◆ BRIEF ◆
Reproduce all the data, character for character.

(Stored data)
┌──

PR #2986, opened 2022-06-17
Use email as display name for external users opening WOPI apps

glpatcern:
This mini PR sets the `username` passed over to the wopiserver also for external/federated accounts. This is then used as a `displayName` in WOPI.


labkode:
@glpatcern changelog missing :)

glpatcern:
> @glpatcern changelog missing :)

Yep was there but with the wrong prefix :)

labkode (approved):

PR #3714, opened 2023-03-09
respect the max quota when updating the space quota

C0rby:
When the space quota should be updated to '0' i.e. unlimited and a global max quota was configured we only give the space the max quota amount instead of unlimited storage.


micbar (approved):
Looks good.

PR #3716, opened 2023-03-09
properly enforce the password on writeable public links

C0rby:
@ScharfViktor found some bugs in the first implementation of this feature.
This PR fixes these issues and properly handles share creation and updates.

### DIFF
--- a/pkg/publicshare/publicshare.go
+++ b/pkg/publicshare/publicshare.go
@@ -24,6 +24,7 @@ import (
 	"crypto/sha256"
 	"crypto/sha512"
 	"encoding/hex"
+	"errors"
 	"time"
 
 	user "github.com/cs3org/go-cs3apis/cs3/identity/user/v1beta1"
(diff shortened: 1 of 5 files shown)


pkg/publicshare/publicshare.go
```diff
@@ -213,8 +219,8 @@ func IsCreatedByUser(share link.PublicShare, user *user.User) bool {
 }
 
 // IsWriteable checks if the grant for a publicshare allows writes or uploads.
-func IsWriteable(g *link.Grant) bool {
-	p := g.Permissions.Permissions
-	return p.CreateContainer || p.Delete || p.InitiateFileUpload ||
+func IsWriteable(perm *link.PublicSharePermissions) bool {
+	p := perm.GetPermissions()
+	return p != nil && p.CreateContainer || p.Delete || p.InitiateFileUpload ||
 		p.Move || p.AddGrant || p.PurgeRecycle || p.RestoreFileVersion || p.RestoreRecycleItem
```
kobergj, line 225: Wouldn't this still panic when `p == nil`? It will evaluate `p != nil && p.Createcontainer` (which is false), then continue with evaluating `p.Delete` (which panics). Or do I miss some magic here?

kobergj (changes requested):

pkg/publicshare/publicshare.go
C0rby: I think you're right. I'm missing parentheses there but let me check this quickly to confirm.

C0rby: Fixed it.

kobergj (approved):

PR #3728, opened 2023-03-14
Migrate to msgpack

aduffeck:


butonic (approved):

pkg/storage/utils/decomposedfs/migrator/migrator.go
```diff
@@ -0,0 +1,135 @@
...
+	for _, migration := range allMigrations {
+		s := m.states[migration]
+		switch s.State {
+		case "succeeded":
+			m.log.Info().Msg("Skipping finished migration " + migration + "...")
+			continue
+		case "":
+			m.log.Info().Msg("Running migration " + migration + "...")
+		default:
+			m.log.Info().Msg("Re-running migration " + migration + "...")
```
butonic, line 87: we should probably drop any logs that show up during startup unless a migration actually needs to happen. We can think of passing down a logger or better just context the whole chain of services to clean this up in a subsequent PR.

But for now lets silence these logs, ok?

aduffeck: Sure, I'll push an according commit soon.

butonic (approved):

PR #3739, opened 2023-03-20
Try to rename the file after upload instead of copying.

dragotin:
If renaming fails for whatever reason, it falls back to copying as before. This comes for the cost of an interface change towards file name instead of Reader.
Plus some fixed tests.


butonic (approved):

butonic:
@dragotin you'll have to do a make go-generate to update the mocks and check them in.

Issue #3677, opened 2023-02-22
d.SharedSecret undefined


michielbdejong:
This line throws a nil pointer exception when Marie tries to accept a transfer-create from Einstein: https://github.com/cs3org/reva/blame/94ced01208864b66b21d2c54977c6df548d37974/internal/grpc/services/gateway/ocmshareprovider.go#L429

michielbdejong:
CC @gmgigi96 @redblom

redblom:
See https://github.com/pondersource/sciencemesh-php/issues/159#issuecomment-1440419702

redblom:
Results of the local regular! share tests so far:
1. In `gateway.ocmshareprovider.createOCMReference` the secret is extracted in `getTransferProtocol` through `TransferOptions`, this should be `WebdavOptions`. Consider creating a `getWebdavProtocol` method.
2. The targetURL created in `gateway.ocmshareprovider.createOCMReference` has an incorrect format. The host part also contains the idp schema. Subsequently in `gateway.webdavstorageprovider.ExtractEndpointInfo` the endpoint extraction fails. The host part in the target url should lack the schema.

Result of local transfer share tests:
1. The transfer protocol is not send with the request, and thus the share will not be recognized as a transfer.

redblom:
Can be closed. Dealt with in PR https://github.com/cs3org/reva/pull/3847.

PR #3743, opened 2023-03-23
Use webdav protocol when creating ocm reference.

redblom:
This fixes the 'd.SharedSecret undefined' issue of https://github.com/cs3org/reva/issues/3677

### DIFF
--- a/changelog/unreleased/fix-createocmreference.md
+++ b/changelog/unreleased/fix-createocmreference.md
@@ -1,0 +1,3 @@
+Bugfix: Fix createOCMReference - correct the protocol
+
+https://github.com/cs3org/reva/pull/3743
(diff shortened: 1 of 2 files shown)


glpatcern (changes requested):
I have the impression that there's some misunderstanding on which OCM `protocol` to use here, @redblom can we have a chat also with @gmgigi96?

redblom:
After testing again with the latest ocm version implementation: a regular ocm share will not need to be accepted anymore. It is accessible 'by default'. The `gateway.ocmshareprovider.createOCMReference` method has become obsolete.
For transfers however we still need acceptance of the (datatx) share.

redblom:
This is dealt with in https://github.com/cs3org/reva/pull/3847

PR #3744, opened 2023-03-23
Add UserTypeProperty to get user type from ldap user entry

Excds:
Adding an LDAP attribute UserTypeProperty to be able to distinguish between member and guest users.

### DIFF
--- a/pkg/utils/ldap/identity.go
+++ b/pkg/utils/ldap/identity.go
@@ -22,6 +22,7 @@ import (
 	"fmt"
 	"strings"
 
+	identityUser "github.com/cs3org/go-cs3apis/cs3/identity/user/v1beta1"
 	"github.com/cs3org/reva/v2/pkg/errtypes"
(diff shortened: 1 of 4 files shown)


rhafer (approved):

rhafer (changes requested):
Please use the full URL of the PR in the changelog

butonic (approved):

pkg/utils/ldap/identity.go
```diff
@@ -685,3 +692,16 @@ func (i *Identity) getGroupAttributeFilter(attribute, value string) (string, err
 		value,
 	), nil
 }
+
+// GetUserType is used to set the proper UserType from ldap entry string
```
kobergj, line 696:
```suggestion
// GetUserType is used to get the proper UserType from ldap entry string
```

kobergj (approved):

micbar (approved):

└──

◆ ANSWER FOR THIS EXERCISE ◆
PR #2986, opened 2022-06-17
Use email as display name for external users opening WOPI apps

glpatcern:
This mini PR sets the `username` passed over to the wopiserver also for external/federated accounts. This is then used as a `displayName` in WOPI.


labkode:
@glpatcern changelog missing :)

glpatcern:
> @glpatcern changelog missing :)

Yep was there but with the wrong prefix :)

labkode (approved):

PR #3714, opened 2023-03-09
respect the max quota when updating the space quota

C0rby:
When the space quota should be updated to '0' i.e. unlimited and a global max quota was configured we only give the space the max quota amount instead of unlimited storage.


micbar (approved):
Looks good.

PR #3716, opened 2023-03-09
properly enforce the password on writeable public links

C0rby:
@ScharfViktor found some bugs in the first implementation of this feature.
This PR fixes these issues and properly handles share creation and updates.

### DIFF
--- a/pkg/publicshare/publicshare.go
+++ b/pkg/publicshare/publicshare.go
@@ -24,6 +24,7 @@ import (
 	"crypto/sha256"
 	"crypto/sha512"
 	"encoding/hex"
+	"errors"
 	"time"
 
 	user "github.com/cs3org/go-cs3apis/cs3/identity/user/v1beta1"
(diff shortened: 1 of 5 files shown)


pkg/publicshare/publicshare.go
```diff
@@ -213,8 +219,8 @@ func IsCreatedByUser(share link.PublicShare, user *user.User) bool {
 }
 
 // IsWriteable checks if the grant for a publicshare allows writes or uploads.
-func IsWriteable(g *link.Grant) bool {
-	p := g.Permissions.Permissions
-	return p.CreateContainer || p.Delete || p.InitiateFileUpload ||
+func IsWriteable(perm *link.PublicSharePermissions) bool {
+	p := perm.GetPermissions()
+	return p != nil && p.CreateContainer || p.Delete || p.InitiateFileUpload ||
 		p.Move || p.AddGrant || p.PurgeRecycle || p.RestoreFileVersion || p.RestoreRecycleItem
```
kobergj, line 225: Wouldn't this still panic when `p == nil`? It will evaluate `p != nil && p.Createcontainer` (which is false), then continue with evaluating `p.Delete` (which panics). Or do I miss some magic here?

kobergj (changes requested):

pkg/publicshare/publicshare.go
C0rby: I think you're right. I'm missing parentheses there but let me check this quickly to confirm.

C0rby: Fixed it.

kobergj (approved):

PR #3728, opened 2023-03-14
Migrate to msgpack

aduffeck:


butonic (approved):

pkg/storage/utils/decomposedfs/migrator/migrator.go
```diff
@@ -0,0 +1,135 @@
...
+	for _, migration := range allMigrations {
+		s := m.states[migration]
+		switch s.State {
+		case "succeeded":
+			m.log.Info().Msg("Skipping finished migration " + migration + "...")
+			continue
+		case "":
+			m.log.Info().Msg("Running migration " + migration + "...")
+		default:
+			m.log.Info().Msg("Re-running migration " + migration + "...")
```
butonic, line 87: we should probably drop any logs that show up during startup unless a migration actually needs to happen. We can think of passing down a logger or better just context the whole chain of services to clean this up in a subsequent PR.

But for now lets silence these logs, ok?

aduffeck: Sure, I'll push an according commit soon.

butonic (approved):

PR #3739, opened 2023-03-20
Try to rename the file after upload instead of copying.

dragotin:
If renaming fails for whatever reason, it falls back to copying as before. This comes for the cost of an interface change towards file name instead of Reader.
Plus some fixed tests.


butonic (approved):

butonic:
@dragotin you'll have to do a make go-generate to update the mocks and check them in.

Issue #3677, opened 2023-02-22
d.SharedSecret undefined


michielbdejong:
This line throws a nil pointer exception when Marie tries to accept a transfer-create from Einstein: https://github.com/cs3org/reva/blame/94ced01208864b66b21d2c54977c6df548d37974/internal/grpc/services/gateway/ocmshareprovider.go#L429

michielbdejong:
CC @gmgigi96 @redblom

redblom:
See https://github.com/pondersource/sciencemesh-php/issues/159#issuecomment-1440419702

redblom:
Results of the local regular! share tests so far:
1. In `gateway.ocmshareprovider.createOCMReference` the secret is extracted in `getTransferProtocol` through `TransferOptions`, this should be `WebdavOptions`. Consider creating a `getWebdavProtocol` method.
2. The targetURL created in `gateway.ocmshareprovider.createOCMReference` has an incorrect format. The host part also contains the idp schema. Subsequently in `gateway.webdavstorageprovider.ExtractEndpointInfo` the endpoint extraction fails. The host part in the target url should lack the schema.

Result of local transfer share tests:
1. The transfer protocol is not send with the request, and thus the share will not be recognized as a transfer.

redblom:
Can be closed. Dealt with in PR https://github.com/cs3org/reva/pull/3847.

PR #3743, opened 2023-03-23
Use webdav protocol when creating ocm reference.

redblom:
This fixes the 'd.SharedSecret undefined' issue of https://github.com/cs3org/reva/issues/3677

### DIFF
--- a/changelog/unreleased/fix-createocmreference.md
+++ b/changelog/unreleased/fix-createocmreference.md
@@ -1,0 +1,3 @@
+Bugfix: Fix createOCMReference - correct the protocol
+
+https://github.com/cs3org/reva/pull/3743
(diff shortened: 1 of 2 files shown)


glpatcern (changes requested):
I have the impression that there's some misunderstanding on which OCM `protocol` to use here, @redblom can we have a chat also with @gmgigi96?

redblom:
After testing again with the latest ocm version implementation: a regular ocm share will not need to be accepted anymore. It is accessible 'by default'. The `gateway.ocmshareprovider.createOCMReference` method has become obsolete.
For transfers however we still need acceptance of the (datatx) share.

redblom:
This is dealt with in https://github.com/cs3org/reva/pull/3847

PR #3744, opened 2023-03-23
Add UserTypeProperty to get user type from ldap user entry

Excds:
Adding an LDAP attribute UserTypeProperty to be able to distinguish between member and guest users.

### DIFF
--- a/pkg/utils/ldap/identity.go
+++ b/pkg/utils/ldap/identity.go
@@ -22,6 +22,7 @@ import (
 	"fmt"
 	"strings"
 
+	identityUser "github.com/cs3org/go-cs3apis/cs3/identity/user/v1beta1"
 	"github.com/cs3org/reva/v2/pkg/errtypes"
(diff shortened: 1 of 4 files shown)


rhafer (approved):

rhafer (changes requested):
Please use the full URL of the PR in the changelog

butonic (approved):

pkg/utils/ldap/identity.go
```diff
@@ -685,3 +692,16 @@ func (i *Identity) getGroupAttributeFilter(attribute, value string) (string, err
 		value,
 	), nil
 }
+
+// GetUserType is used to set the proper UserType from ldap entry string
```
kobergj, line 696:
```suggestion
// GetUserType is used to get the proper UserType from ldap entry string
```

kobergj (approved):

micbar (approved):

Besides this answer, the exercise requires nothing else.